“We also buy you lunch every day,” Phoebe said.
“The lunch is awesome!” Isabel chimed in, spreading some pint-sized leather gloves that retailed for $155 out in the display case next to a broken vintage camera (price upon request).
“I’m in,” I said. For reasons I will never understand but did not question, Phoebe handed me twenty-five dollars for the interview itself.
And with that, Peach and the Babke became the most poorly staffed store in the history of the world.
The days at Peach and the Babke followed a certain rhythm. With only one window up front, it was hard to get a sense of time passing, and so life became a sedentary, if pleasant, mass of risotto and tiny overalls. But I will reconstruct it for you as best as I can:
10:10 Roll in the door with a coffee in your hand. If you’re feeling nice, you also bring one for Phoebe. “Sorry I’m late,” you say before flinging your coat on the floor.
10:40 Head into the back room to start casually folding some pima-cotton baby leggings ($55 to $65) and roll-neck fisherman sweaters ($175).
10:50 Get distracted telling Joana a story about a homeless guy you saw wearing a salad spinner as a hat.
11:10 First customer rings the bell. They are either freezing and looking to browse before their next appointment or obscenely rich and about to purchase five thousand dollars’ worth of gifts for their nieces. You and Joana try to do the best wrapping job you can and to calculate the tax properly, but there is a good chance you charged them an extra five hundred dollars.
11:15 Start talking about lunch. How badly you want or don’t want it. How good it will be when it finally hits your lips or, alternately, how little mind you even pay to food these days.
11:25 Call next door for the specials.
12:00 Isabel arrives. She is on a schedule called Princess Hours. When you ask if you can also work Princess Hours, Phoebe says, “No, they’re for princesses.”
12:30 Sit down for an elaborate three-course meal. Let Phoebe try your couscous, since it’s the least you can do. Split a baguette with Isabel if you can have half her butternut squash soup. Eat a pot of fresh ricotta to finish it off.
1:00 Joana leaves for therapy.
1:30 The UPS guy comes and unloads boxes of rag dolls made of vintage curtains ($320). You ask him how his son is doing. He says he’s in jail.
2:00 Isabel leaves for therapy.
2:30 Meg Ryan comes in wearing a large hat, buys nothing.

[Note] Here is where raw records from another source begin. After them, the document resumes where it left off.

PR #671, opened 2020-04-07
Add support for OSC on web sockets

aalmada:


aalmada:
This implementation uses [Pipelines](https://docs.microsoft.com/en-us/dotnet/standard/io/pipelines). The `Pipe` readers and writers are static methods so these can be reused in the implementation of TCP and UDP, clients and servers, for OSC or any other protocol. They can also be extended to handle files and other transport channels.

[System.IO.Pipelines](https://www.nuget.org/packages/System.IO.Pipelines) package requires NuGet client versions 2.12 or higher. Unfortunately, Bonsai still uses NuGet client version 2.4.0.0. **Which means this PR should not be merged yet.**

PR #888, opened 2022-04-27
Texture filtering user control for IplImageVisualizer

RoboDoig:
Allows a user to switch texture filtering modes on the editor window for IplImage

Button added to bottom status strip, toggles between nearest and linear filter modes for the display texture


RoboDoig:
Doesn't work if multiple IplImage windows are open in editor

PR #914, opened 2022-05-29
Ensure framebuffer resizes one dimension at a time

### LINKED ISSUE #913: Access violation exception when resizing image visualizer canvas
A strange behavior has been observed in specific OS / GPU vendor combinations where resizing an OpenGL framebuffer by resizing the container window will cause a hard crash during the call to `SwapBuffers`.

Although the cause is unknown, and seems to be down to specific issues with drivers and/or software configuration, a possible workaround is to scale the control along only one axis at a time, as documented elsewhere: https://github.com/ocornut/imgui/issues/3321

Although not performance critical, and technically not a critical blocker for everyone, it will noticeably and dramatically affect systems who suffer from this specific configuration, so any mitigation measures which do not harm existing behavior will be appreciated.

glopesdev:
Apparently resizing the GL control only horizontally or vertically prevents `SwapBuffers` from crashing, as described in https://github.com/ocornut/imgui/issues/3321. Building on top of this observation, this PR implements dynamic control resizing by changing only a single dimension per frame until the canvas is fully resized to its target size.

Fixes #913

### DIFF
--- a/Bonsai.Vision.Design/VisualizerCanvas.cs
+++ b/Bonsai.Vision.Design/VisualizerCanvas.cs
@@ -15,6 +15,8 @@ namespace Bonsai.Vision.Design
     {
         bool loaded;
         bool disposed;
+        bool resizing;
+        bool resizeWidth;
         static readonly object syncRoot = string.Intern("A1105A50-BBB0-4EC6-B8B2-B5EF38A9CC3E");
 
         /// <summary>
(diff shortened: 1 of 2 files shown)


glopesdev:
For reference, the issue was tracked down to malware, specifically see comment below:
https://github.com/ocornut/imgui/issues/3321#issuecomment-1146596947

3:00 Phoebe asks you to rub her head for a while. She lies on the rug in the back and moans with pleasure. A customer rings the doorbell. She says to ignore it, and when her massage is done she sends you around the corner for cappuccino and brownies.
4:00 You leave for therapy, collecting your hundred dollars.
6:00 This is the time work was actually supposed to end, but you are already home, half asleep, waiting for Jeff Ruiz to finish his landscaping job and meet you on the roof of his building to drink beer and feel each other up. Only once in nine months does Phoebe admonish you for your poor work ethic, and she feels so guilty about it that at lunch she goes across the street and buys you a scented candle.
Phoebe ran the store with her mother, Linda, though Linda spent most of her time in Pennsylvania or, if she was in the city, upstairs in the apartment she kept, smoking and eating popcorn from a big metal bowl. As thoughtful and conflicted as Phoebe was, her mother was so wild her hair stood on end. Phoebe handled the practicalities of the business, while Linda conceived designs so fantastical that rather than sketch them she would just wave ribbons and scraps in the air, outlining a sweater or a tutu. Phoebe and Linda’s fights had a tendency to turn rabid and ranged from small-business issues to the very fiber of their characters.
“All my friends were getting abortions!” she screamed. Linda often spoke of her former life in San Francisco, prechildren, a utopia of knitwear designers and early Western practitioners of yoga who supported and inspired one another. The money was good, and the sex was even better.
As they fought, Isabel and I (or Joana and I, as it was rare we all worked at once) would look at each other nervously, shrug, then proceed to try on all the dresses we carried in a child’s size 8, whose hemlines hit right below our crotches (aka just right). Another common distraction was to cover our heads in rabbit-fur barrettes ($16) or strap each other up with ribbons like some ersatz Helmut Newton photograph.